School Superintendents Try Once More to Overturn Cap on Pay
Petition to NJ Supreme Court asserts governor’s action overstepped his authority
Into its third year and no less controversial, the Christie administration’s cap on school superintendent salaries is getting one final legal challenge before the state Supreme Court.
The New Jersey Association of School Administrators and two of the superintendents who first contested the 2011 cap have petitioned the high court to hear their argument that the administration overstepped its bounds.
The appeal’s odds for success are long, after several court rejections of this and various other challenges, including an appellate court defeat last fall.
But with Christie signaling he has no plans to amend the cap and the Legislature mostly silent on the measure, the main plaintiff said it is worth one more shot.
“On the court side, it has been fairly disappointing,” said James O’Neill, the former superintendent of Chatham schools who first brought the case.
“I know it’s tough to even get a hearing and even tougher to get them to overturn a lower court,” said O’Neill, now the interim superintendent in West Orange. “But I thought it was worthwhile for me and also the younger people who are left with this.”
Announced by Christie in late 2010, the caps set what were among the nation’s toughest limits on local school administrator salaries.
Under the new regulations effective in early 2011, new superintendent contracts were limited to set amounts depending on the size of the district, topping out at $175,000 – Christie’s own salary -- for districts with at least 6,000 students.
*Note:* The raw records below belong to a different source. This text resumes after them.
PR #5282, opened 2023-07-27
Fix tech 3 mobile anti air being at the front of a formation

Garanas:
Manually adds the `WEAKDIRECTIRE` category to the Bouncer and the Lightning tank, and uses the category to exclude units from the `DIRECTFIRE` category when computing the formation of a unit.

image

image


Garanas:
As suggested by the balance team 😄

PR #5348, opened 2023-08-23
Jester: Fix, so it no longer misses low height units

Basilisk3:
**Changes**
MuzzleVelocity 55 --> 35 

High values make units miss/shoot through low height units. It is especially bad with the Jester, it misses a Fervor more than it manages to hit it.

Pointed at fafdevelop, as it is relatively urgent and has little implications balance wise (it has homing).


Tagada14 (approved):

Garanas:
This branch is pointing to `deploy/fafdevelop`, is that intentional?

Tagada14:
Yes, Jester has the biggest issue so we wanted to have it roll out faster.

PR #5350, opened 2023-08-23
Wailer: Fix, so it no longer misses low height units

Basilisk3:
**Changes:**
Added a slight amount of homing to the Wailer's air to ground weapon
MuzzleVelocity 40 --> 35 to prevent the unit from missing low height units


Basilisk3:
@Garanas Yeah, I am only doing this for the gunships. It is pretty jarring, watching a broadsword struggle to hit a moving Titan.

By the way, I pointed the PR about the Jester to fafdevelop, so if you want, you can merge it for the game patch in two days. The Jester - Fervor interaction is very broken right now, over half of the Jester's don't register. That PR fixes that.

Tagada14 (approved):

PR #5359, opened 2023-08-25
Enable the PBR unit shader on all maps

BlackYps:
Rolls out the long-awaited PBR unit shaders on all maps.

Originally this was part of #5172 but I separated it into two parts


BlackYps:
I strongly recommend using a tool that uses the patience git diff algorithm to view the changes, the default used by github produces a very ugly diff. One way would be to use intellij IDEA.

The very largest districts over 10,000 students could exceed the cap with a specific waiver from the commissioner.
The measures – enacted without needing legislative or state Board of Education approval – has turned the superintendent profession on its head in New Jersey.
More than half of all districts have seen superintendent turnover in the last two years with retirements or transfers, with experts and the administrators themselves saying the salary limits were a big contributing factor. More than a dozen superintendents left for jobs in New York and Pennsylvania, where there are no such caps.
Meanwhile, the NJASA and O’Neill were among those contesting the legality of the measure, with their legal argument focusing on the education commissioner’s authority to set salaries that are by statute the dominion of the local Board of Education.
In nearly every case, the courts said the state had wide statutory authority under previous law.
“In this case the Commissioner has done what the Legislature directed -- promulgate a regulation setting standards for contract review that will reduce excessive administrative expenditures,” wrote appellate Judge Jane Grail in October.
The NJASA and O’Neill, along with the third petitioner, Long Hill Superintendent Renee Rovtar, contended that the appellate court’s ruling was in error and actually counter to precedents set by both the education department and the Legislature.
“In making this determination, the Appellate Division relied not on the legislative history (which expresses no intent to cap salaries) but the commissioner’s own statements when the regulations were initially proposed,” read the petition.